• [TASK GOAL] Search the data for the string "will", and report each line where it is found.

(Collected data entries)
= = = =
PR #5153, opened 2022-08-23
Adjust booleans in system modules

felixfontein:
##### SUMMARY
https://github.com/ansible-community/community-topics/issues/116

##### ISSUE TYPE
- Docs Pull Request

##### COMPONENT NAME
various

### DIFF
--- a/plugins/modules/system/ufw.py
+++ b/plugins/modules/system/ufw.py
@@ -286,8 +286,8 @@ EXAMPLES = r'''
   community.general.ufw:
     rule: deny
     route: true
-    src: 1.2.3.0/24
-    dest: 4.5.6.0/24
+    src: 192.0.2.0/24
+    dest: 198.51.100.0/24
 '''
 
 import re
--- a/plugins/modules/system/ufw.py
+++ b/plugins/modules/system/ufw.py
@@ -179,7 +179,7 @@ EXAMPLES = r'''
 - community.general.ufw:
     rule: reject
     port: auth
-    log: yes
+    log: true
 
 # ufw supports connection rate limiting, which is useful for protecting
 # against brute-force login attacks. ufw will deny connections if an IP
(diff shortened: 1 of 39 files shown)


plugins/modules/system/ufw.py
```diff
@@ -285,7 +285,7 @@
 - name: Deny forwarded/routed traffic from subnet 1.2.3.0/24 to subnet 4.5.6.0/24
   community.general.ufw:
     rule: deny
-    route: yes
+    route: true
     src: 1.2.3.0/24
```
samccann, line 289:
```suggestion
    src: 192.0.2.0/24
```

plugins/modules/system/ufw.py
```diff
@@ -285,7 +285,7 @@
...
     dest: 4.5.6.0/24
```
samccann, line 290:
```suggestion
    dest: 198.51.100.0/24
```

plugins/modules/system/ufw.py
samccann: strictly speaking, we shouldn't use real IP addresses. 1.2.3.0 is actually owned by someone ;-) The two replacements here are documentation reserved IP addresses per https://www.rfc-editor.org/rfc/rfc5737

samccann (approved):
Added stray IP address nits. Feel free to ignore if you want to keep this PR clean w/ just boolean fun.

plugins/modules/system/ufw.py
felixfontein: I'm sure there are more IP addresses all over the collection's examples... If someone is sufficiently bored, they can go searching and replacing ;-) (and I don't want to imply that this hypothetical someone is you :) ) I've added these two changes to the PR.

felixfontein:
@samccann thanks for reviewing this!

Issue #1193, opened 2020-10-28
sefcontext module should support equivalent paths


petracvv:
##### SUMMARY
This is a duplicate of ansible/ansible#46367 as that issue was closed because of the collection migration. I'm including the text of the issue below:

The `semanage fcontext` command has a `-e`/`--equal` argument that allows a user to specify a source path to use for filesystem contexts for another directory.

For example, `/var/www/html` typically has SELinux contexts applied so that web servers can serve content from that directory. However, if a user decides to put web content in `/opt/web`, that directory won't have the correct SELinux contexts applied. The user could then do something like:

```
semanage fcontext --add --equal /var/www/html /opt/web
restorecon -Rv /opt/web
```

This would instruct SELinux to apply the same contexts to `/opt/web `that it would normally apply to `/var/www/html`.

##### ISSUE TYPE
- Feature Idea

##### COMPONENT NAME
sefcontext

##### ADDITIONAL INFORMATION

It would be nice if this was part of the sefcontext module but maybe it needs to be its own module.

ansibullbot:
Files identified in the description:
* [`plugins/modules/system/sefcontext.py`](https://github.com/ansible-collections/community.general/blob/master/plugins/modules/system/sefcontext.py)

If these files are inaccurate, please update the `component name` section of the description or use the `!component` bot command.

[click here for bot help](https://github.com/ansible/ansibullbot/blob/master/ISSUE_HELP.md)

ansibullbot:
cc @MorrisA @bcoca @d-little @dagwieers @flynn1973 @gforster @kairoaraujo @marvin-sinister @mator @molekuul @ramooncamacho @wtcross
[click here for bot help](https://github.com/ansible/ansibullbot/blob/master/ISSUE_HELP.md)

petracvv:
Just curious on the status of this. Are there plans to add this functionality?

ansibullbot:
Files identified in the description:
* [`plugins/modules/sefcontext.py`](https://github.com/ansible-collections/community.general/blob/main/plugins/modules/sefcontext.py)

If these files are incorrect, please update the `component name` section of the description or use the `!component` bot command.

[click here for bot help](https://github.com/ansible/ansibullbot/blob/devel/ISSUE_HELP.md)

PR #5189, opened 2022-08-25
Add --equal equivalent to sefcontext

dithotxgh:
##### SUMMARY

Add the ability to idempotently add and remove an fcontext
equivalence, mirroring the 'semanage fcontext --equal' operations.

This operation requires a bogus setype, or even a valid one for that
matter, as the value is unused, and I did not want to make the
conditional change to
AnsibleModule(... setype=dict(type='str', required=True), ...

New tests were added to
tests/integration/targets/sefcontext/tasks/sefcontext.yml.

During testing it was discovered that deletions using 'semanage
fcontext' do not work for an individual equivalence deletion, only
--deleteall, which blows out ALL local settings.  This makes this
module an improvement over the command line tools in this case.

This should address https://github.com/ansible-collections/community.general/issues/1193

Signed-off-by: Doug Maxey <dithotxgh@github.com>

##### ISSUE TYPE

- Feature Pull Request

##### COMPONENT NAME

community.general.sefcontext

### DIFF
--- a/plugins/modules/system/sefcontext.py
+++ b/plugins/modules/system/sefcontext.py
@@ -29,7 +29,6 @@ options:
     - when set, ftype, seuser, selevel are ignored.
     type: str
     required: no
-    default: None
   ftype:
     description:
     - The file type that should have SELinux contexts applied.
--- a/plugins/modules/system/sefcontext.py
+++ b/plugins/modules/system/sefcontext.py
@@ -22,6 +22,14 @@ options:
     type: str
     required: yes
     aliases: [ path ]
+  equiv:
+    description:
+    - set target selinux equivalence to this path.
+    - setype must be set, the bogus 'many_t' works.
+    - when set, ftype, seuser, selevel are ignored.
+    type: str
+    required: no
+    default: None
   ftype:
     description:
     - The file type that should have SELinux contexts applied.
@@ -94,6 +102,27 @@ EXAMPLES = r'''
 
 - name: Apply new SELinux file context to filesystem
   ansible.builtin.command: restorecon -irv /srv/git_repos
+
+
+- name: Create SELinux equivalance of /var/lib/pgsql for /tmp/foo
+  community.general.sefcontext:
+    state: present
+    equiv: '/var/lib/pgsql'
+    path: '/tmp/foo'
+    setype: 'many_t'  # setype 'many_t' does not exist, but works with no conflicts.
+    reload: no
+
+- name: Apply new SELinux equivalence to /tmp/foo
+  ansible.builtin.command: restorecon -irv /tmp/foo
+
+# remove the previous equivalence mapping
+- name: Delete SELinux equivalance of /var/lib/pgsql for /tmp/foo
+  sefcontext:
+    state: absent
+    equiv: '/var/lib/pgsql'
+    path: '/tmp/foo'
+    setype: 'many_t'
+    reload: no
 '''
 
 RETURN = r'''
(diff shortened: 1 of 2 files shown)


dithotxgh:
Please hold off on moving this forward while I investigate an issue outside the testcase,

Re-ran the testcases to see if I missed it there, but all still pass.

Am getting a 'KeyError: equiv' traceback running this in production.  Debugging it now.

dithotxgh:
> Please hold off on moving this forward while I investigate an issue outside the testcase,
> 
> Re-ran the testcases to see if I missed it there, but all still pass.
> 
> Am getting a 'KeyError: equiv' traceback running this in production. Debugging it now.

Aha.  Due to pathing, was picking up an older modules version with the bug, fixed in the latest.  So there is no error when using the correct current version.

So the hold is not needed.

dithotxgh:
FYI: Testing environment is current ansible 2.12.2 on rhel 8 and 9.

plugins/modules/system/sefcontext.py
```diff
@@ -22,6 +22,13 @@
     type: str
     required: yes
     aliases: [ path ]
+  equiv:
+    description:
+    - set target selinux equivalence to this path.
```
felixfontein, line 27: Please put proper sentences in each paragraph.
```suggestion
    - Set target selinux equivalence to this path.
```

plugins/modules/system/sefcontext.py
```diff
@@ -22,6 +22,13 @@
...
+    - setype must be set, the bogus 'many_t' works.
```
felixfontein, line 28:
```suggestion
    - I(setype) must be set, the bogus C(many_t) works.
```
See https://docs.ansible.com/ansible/latest/dev_guide/developing_modules_documenting.html#linking-and-other-format-macros-within-module-documentation for how to format things.

plugins/modules/system/sefcontext.py
```diff
@@ -22,6 +22,13 @@
...
+    - when set, ftype, seuser, selevel are ignored.
+    type: str
+    required: no
```
felixfontein, line 31: Use `true`/`false` for YAML booleans. (Check out the current `main` branch, it should do that for all options in this module.)
```suggestion
    required: false
```

plugins/modules/system/sefcontext.py
```diff
@@ -22,6 +22,13 @@
     type: str
     required: yes
     aliases: [ path ]
+  equiv:
+    description:
+    - set target selinux equivalence to this path.
+    - setype must be set, the bogus 'many_t' works.
+    - when set, ftype, seuser, selevel are ignored.
+    type: str
```
felixfontein, line 30: The next minor release will be 5.6.0:
```suggestion
    version_added: 5.6.0
    type: str
```

plugins/modules/system/sefcontext.py
```diff
@@ -94,6 +101,27 @@
...
   ansible.builtin.command: restorecon -irv /srv/git_repos
+
+
+- name: Create SELinux equivalance of /var/lib/pgsql for /tmp/foo
+  community.general.sefcontext:
+    state: present
+    equiv: '/var/lib/pgsql'
+    path: '/tmp/foo'
+    setype: 'many_t'  # setype 'many_t' does not exist, but works with no conflicts.
+    reload: no
```
felixfontein, line 112:
```suggestion
    reload: false
```
Same below.

felixfontein (commented):
I've added some first comments, mostly on the documentation part.

russoz:
Other than the adjustments pointed by @felixfontein , it LGTM

felixfontein:
Please note this also requires a [changelog fragment](https://docs.ansible.com/ansible/devel/community/collection_development_process.html#creating-a-changelog-fragment). Looks like I forgot to mention that in my first review :)

plugins/modules/system/sefcontext.py
dithotxgh: Feel free to make any doc changes you need.

plugins/modules/system/sefcontext.py
russoz: Unresolving, as the issue remains.

plugins/modules/system/sefcontext.py
russoz: @dithotxgh please take a look at the conventions used in the code and documentation - the PR will not be merged otherwise.

plugins/modules/system/sefcontext.py
```diff
@@ -246,6 +274,79 @@ def semanage_fcontext_delete(module, result, target, ftype, do_reload, sestore='
...
+    ''' Test if equivalence exists for target in policy. Return None if it does not exist. '''
+    try:
+        # this is for the shipped equivs.
+        return sefcontext.equiv_dist[target]
+    except KeyError:
+        try:
+            # these are the local added items.
+            return sefcontext.equiv[target]
+        except KeyError:
+            return None
```
russoz, line 287: This can be simplified as:
```suggestion
    return sefcontext.equiv_dist.get(target, sefcontext.equiv.get(target))
```

russoz (changes requested):
@dithotxgh Please see the comments and make the proper adjustments.

dithotxgh:
I was making a contribution, that appears to have violated your idea of what makes a valid contribution.

Quibbles over style stopping the benefit of the contribution are on you.

I don't care that you make editorial changes if necessary to align with your worldview.   My part is done.

russoz:
Your contribution seems to be quite valid, however this community is keen to maintain the documentation up to date and consistent, and that includes nits like formatting, punctuation and what not. Other than that, we only suggested an improvement in the code that makes it simpler and more readable. You seem to have taken the comments as personal offenses, but we make that kind of adjustments to all contributions.

You are free to let this PR die as it is. I think it would be a shame, but if that's your choice, that's how it's going to be.

dithotxgh:
Nope, nothing personal,  Just an observation. 

If your process does not allow minor editorial changes, it's broken.

russoz:
The process allows it, of course. But this is a community: "our" community (you included), not "yours" or "mine" as your language points to. People volunteer time to this work, they don't *have to* do the editorial work dumped upon them, especially when it comes paired with passive-aggressive rhetoric. A different tone might have got you much further in gathering other people's help.

felixfontein:
Please update the PR according to the review comments. Otherwise we will close it eventually. Thanks.

needs_info

felixfontein:

PR #5193, opened 2022-08-26
Consul session token

wilfriedroset:
##### SUMMARY

This change allow to use a token when creating a session.
It also fixes the fact that session_id was taken as an argument of consul_kv but not applied when creating a new key/pair.

##### ISSUE TYPE

- Bugfix Pull Request

##### COMPONENT NAME

consul_kv
consul_session

##### ADDITIONAL INFORMATION

Before
```paste below
PLAY [Example] *************************************************
TASK [Create a session with a token] ******************************
fatal: [localhost]: FAILED! => {"changed": false, "msg": "Unsupported parameters for (community.general.consul_session) module: token. Supported parameters include: delay, id, node, scheme, datacenter, checks, validate_certs, behavior, name, port, host, ttl, state."}
NO MORE HOSTS LEFT *************************************************************
PLAY RECAP *********************************************************************localhost : ok=0    changed=0    unreachable=0    failed=1    skipped=1    rescued=0    ignored=0
```
After 
```
PLAY [Example] *************************************************
TASK [Create a session with a token] ******************************
changed: [localhost]
PLAY RECAP *********************************************************************localhost : ok=3    changed=1    unreachable=0    failed=0    skipped=1    rescued=0    ignored=0
```

### DIFF
--- a/changelogs/fragments/5193-consul-session-token.yaml
+++ b/changelogs/fragments/5193-consul-session-token.yaml
@@ -1,0 +1,2 @@
+minor_changes:
+  - consul_session - adds ``token`` parameter for session (https://github.com/ansible-collections/community.general/pull/5193).
--- a/plugins/modules/clustering/consul/consul_kv.py
+++ b/plugins/modules/clustering/consul/consul_kv.py
@@ -279,7 +279,7 @@ def remove_value(module):
                      data=existing)
 
 
-def get_consul_api(module, token=None):
+def get_consul_api(module):
     return consul.Consul(host=module.params.get('host'),
                          port=module.params.get('port'),
                          scheme=module.params.get('scheme'),
--- a/plugins/modules/clustering/consul/consul_session.py
+++ b/plugins/modules/clustering/consul/consul_session.py
@@ -101,6 +101,12 @@ options:
           - Specifies the duration of a session in seconds (between 10 and 86400).
         type: int
         version_added: 5.4.0
+    token:
+        description:
+          - The token key identifying an ACL rule set that controls access to
+            the key value pair.
+        type: str
+        version_added: 5.6.0
 '''
 
 EXAMPLES = '''
@@ -241,7 +247,8 @@ def get_consul_api(module):
     return consul.Consul(host=module.params.get('host'),
                          port=module.params.get('port'),
                          scheme=module.params.get('scheme'),
-                         verify=module.params.get('validate_certs'))
+                         verify=module.params.get('validate_certs'),
+                         token=module.params.get('token'))
 
 
 def test_dependencies(module):
@@ -265,6 +272,7 @@ def main():
         node=dict(type='str'),
         state=dict(type='str', default='present', choices=['absent', 'info', 'list', 'node', 'present']),
         datacenter=dict(type='str'),
+        token=dict(type='str', no_log=True),
     )
 
     module = AnsibleModule(


changelogs/fragments/5193-consul-session-token.yaml
```diff
@@ -0,0 +1,5 @@
+minor_changes:
+  - consul - adds ``token`` parameter for session  (https://github.com/ansible-collections/community.general/pull/5193).
```
felixfontein, line 2: This is only for the consul_session module, right?
```suggestion
  - consul_session - adds ``token`` parameter for session (https://github.com/ansible-collections/community.general/pull/5193).
```

plugins/modules/clustering/consul/consul_session.py
```diff
@@ -101,6 +101,11 @@
           - Specifies the duration of a session in seconds (between 10 and 86400).
         type: int
         version_added: 5.4.0
+    token:
+        description:
+          - The token key identifying an ACL rule set that controls access to
+            the key value pair
+        type: str
```
felixfontein, line 108:
```suggestion
        type: str
        version_added: 5.6.0
```

plugins/modules/clustering/consul/consul_session.py
```diff
@@ -101,6 +101,11 @@
           - Specifies the duration of a session in seconds (between 10 and 86400).
         type: int
         version_added: 5.4.0
+    token:
+        description:
+          - The token key identifying an ACL rule set that controls access to
+            the key value pair
```
felixfontein, line 107:
```suggestion
            the key value pair.
```

changelogs/fragments/5193-consul-session-token.yaml
```diff
@@ -0,0 +1,5 @@
...
+
+bugfixes:
+  - consul - fix session not attached to the key/pair (https://github.com/ansible-collections/community.general/pull/5193).
```
felixfontein, line 5:
```suggestion
  - consul_kv - fix session not attached to the key/pair (https://github.com/ansible-collections/community.general/pull/5193).
```

felixfontein (commented):
Thanks for your contribution! I've added some comments below.

wilfriedroset:
Thank you for your review, all suggestions have been taken into account.

plugins/modules/clustering/consul/consul_session.py
```diff
@@ -237,11 +243,12 @@ def remove_session(module):
                          session_id, e))
 
 
-def get_consul_api(module):
+def get_consul_api(module, token=None):
```
felixfontein, line 246: What is the `token=None` parameter is doing here? It's not used anywhere in the code, nor in the implementation of this function.

plugins/modules/clustering/consul/consul_kv.py
```diff
@@ -247,6 +248,7 @@ def set_value(module):
     if changed and not module.check_mode:
         changed = consul_api.kv.put(key, value,
                                     cas=module.params.get('cas'),
+                                    acquire=session,
```
felixfontein, line 251: I'm not sure, but this change might be wrong. The documentation says that `session` is used when "acquir[ing] or releas[ing] a lock", which is done when `state=acquire` or `state=release`. This code is called when `state=present`. The main difference between `acquire` and `present` seems to be whether `acquire=session` is passed or not.

felixfontein (commented):
It's probably a good idea to split this up into two PRs. They concern two completely unrelated things.

plugins/modules/clustering/consul/consul_session.py
wilfriedroset: indeed, i've respected the signature of the one used in plugins/modules/clustering/consul/consul_kv.py
But instead I've fixed the signature of consul_kv

plugins/modules/clustering/consul/consul_kv.py
wilfriedroset: indeed, using `state=acquire` is enough. This can be tested like so:
```yaml
---
- name: test
  hosts: localhost
  gather_facts: false
  tasks:
    - name: Create ephemeral session
      community.general.consul_session:
        name: "ephemeral-session"
        ttl: 60
        state: present
        behavior: delete
      register: ephemeral_session

    - name: Create ephemeral key
      community.general.consul_kv:
        key: "ephemeral-key"
        value: 1234
        session: "{{ ephemeral_session.session_id }}"
        state: acquire
```
You can start consul like this
```
docker run -it -p 8500:8500 consul
```
As such I've removed the second commit.

felixfontein (approved):

felixfontein:
I'll keep this open for a bit in case someone else wants to comment, but if nobody comments I'll merge :)

felixfontein:
@wilfriedroset thanks a lot for contributing this!

PR #5194, opened 2022-08-27
Fix exception when `agent` argument is not specified.

reitermarkus:
##### SUMMARY

Fixes https://github.com/ansible-collections/community.general/issues/5181.

##### ISSUE TYPE

- Bugfix Pull Request

##### COMPONENT NAME

`proxmox_kvm`

PR #5198, opened 2022-08-30
Send string instead of boolean to proxmox api

alxhlz:
##### SUMMARY
In [this commit](https://github.com/reitermarkus/community.general/commit/0be7b6e7b91bb2d7b6e16773cc9b93a655ca0dd6) the parameter sent to proxmox api has been changed from type bool to type string but instead of converting the boolean into a value that is readable by the proxmox api it just sends a string containing `'True'` or `'False'` to the pve api. According to [specification](https://pve.proxmox.com/pve-docs/api-viewer/index.html#/nodes/{node}/qemu) proxmox expects a `'1'` or a `'0'` as content of the `agent` parameter.

This bug resulted in failing vm creations:
```
fatal: [vm-template -> localhost]: FAILED! => {"changed": false, "msg": "creation of qemu VM test with vmid 171 failed with exception=400 Bad Request: Parameter verification failed. - {'agent': \"invalid format - format error\\nagent.enabled: type check ('boolean') failed - got 'True'\\n\"}", "vmid": "171"}
```

##### ISSUE TYPE
- Bugfix Pull Request

##### COMPONENT NAME
`proxmox_kvm`

### DIFF
--- a/plugins/modules/cloud/misc/proxmox_kvm.py
+++ b/plugins/modules/cloud/misc/proxmox_kvm.py
@@ -966,7 +966,7 @@ class ProxmoxKvmAnsible(ProxmoxAnsible):
         if 'agent' in kwargs:
             try:
                 # The API also allows booleans instead of e.g. `enabled=1` for backward-compatibility.
-                kwargs['agent'] = boolean(kwargs['agent'], strict=True)
+                kwargs['agent'] = '1' if boolean(kwargs['agent'], strict=True) else '0'
             except TypeError:
                 # Not something that Ansible would parse as a boolean.
                 pass
--- a/plugins/modules/cloud/misc/proxmox_kvm.py
+++ b/plugins/modules/cloud/misc/proxmox_kvm.py
@@ -966,7 +966,7 @@ class ProxmoxKvmAnsible(ProxmoxAnsible):
         if 'agent' in kwargs:
             try:
                 # The API also allows booleans instead of e.g. `enabled=1` for backward-compatibility.
-                kwargs['agent'] = '1' if boolean(kwargs['agent'], strict=True) else '0'
+                kwargs['agent'] = int(boolean(kwargs['agent'], strict=True))
             except TypeError:
                 # Not something that Ansible would parse as a boolean.
                 pass
--- a/changelogs/fragments/5198-proxmox.yml
+++ b/changelogs/fragments/5198-proxmox.yml
@@ -1,0 +1,2 @@
+bugfixes:
+  - "proxmox_kvm - fix ``agent`` parameter when boolean value is specified (https://github.com/ansible-collections/community.general/pull/5198)."


plugins/modules/cloud/misc/proxmox_kvm.py
```diff
@@ -966,7 +966,7 @@ def create_vm(self, vmid, newid, node, name, memory, cpu, cores, sockets, update
         if 'agent' in kwargs:
             try:
                 # The API also allows booleans instead of e.g. `enabled=1` for backward-compatibility.
-                kwargs['agent'] = boolean(kwargs['agent'], strict=True)
+                kwargs['agent'] = '1' if boolean(kwargs['agent'], strict=True) else '0'
```
felixfontein, line 969: If this is correct, then why did passing `True` and `False` (not the strings, but the Python values) to proxmoxer work before 0be7b6e7b91bb2d7b6e16773cc9b93a655ca0dd6?

felixfontein (commented):
I don't think this is necessary, since the bug you are probably experiencing was already fixed in #5194.

If that is not fixing the bug for you, then I don't think the parameter *ever* worked for you before.

plugins/modules/cloud/misc/proxmox_kvm.py
alxhlz: #5194 is another bug. The problem is that the module is sending a string to the proxmox api that won't work. There are two options.

1. Send real booleans
2. Send `1` or `0` as string

As far as I can see the most compatible way is to send `1` or `0` as string, so I implemented it that way in the fix above.

felixfontein: But right now, it **is** sending real booleans if the code path is used that you are modifying. So I don't see how your fix chnages anything.

alxhlz: I don't know where exactly in the code that happens but the boolean somewhere gets transformed to a string containing the value `True`. Maybe a fix can also be to deactivate that conversion.

castorsky: @felixfontein 
Hello! I have faced this issue too. Before 5.5.0 `agent` was `bool` and was parsed around line 895 (Sanitize kwargs). In result it had value `int` 0 or 1 which then passed to Proxmox API successfully.
To save old behavior for booleans I would make this value integer (same method that used in 'sanitizing')
```suggestion
                kwargs['agent'] = int(boolean(kwargs['agent'], strict=True))
```

felixfontein: Ah, that makes sense. Yes, int `int()` should definitely be used here.

Also this PR needs a [changelog fragment](https://docs.ansible.com/ansible/devel/community/collection_development_process.html#creating-a-changelog-fragment) before it can be merged.

felixfontein (approved):

felixfontein:
CI failures are unrelated.

felixfontein:
@alxhlz thanks for your contribution!
@castorsky thanks for reviewing!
= = = =
• [ANSWER TO THIS PROBLEM]
 # against brute-force login attacks. ufw will deny connections if an IP
felixfontein, line 30: The next minor release will be 5.6.0:
russoz: @dithotxgh please take a look at the conventions used in the code and documentation - the PR will not be merged otherwise.
Please update the PR according to the review comments. Otherwise we will close it eventually. Thanks.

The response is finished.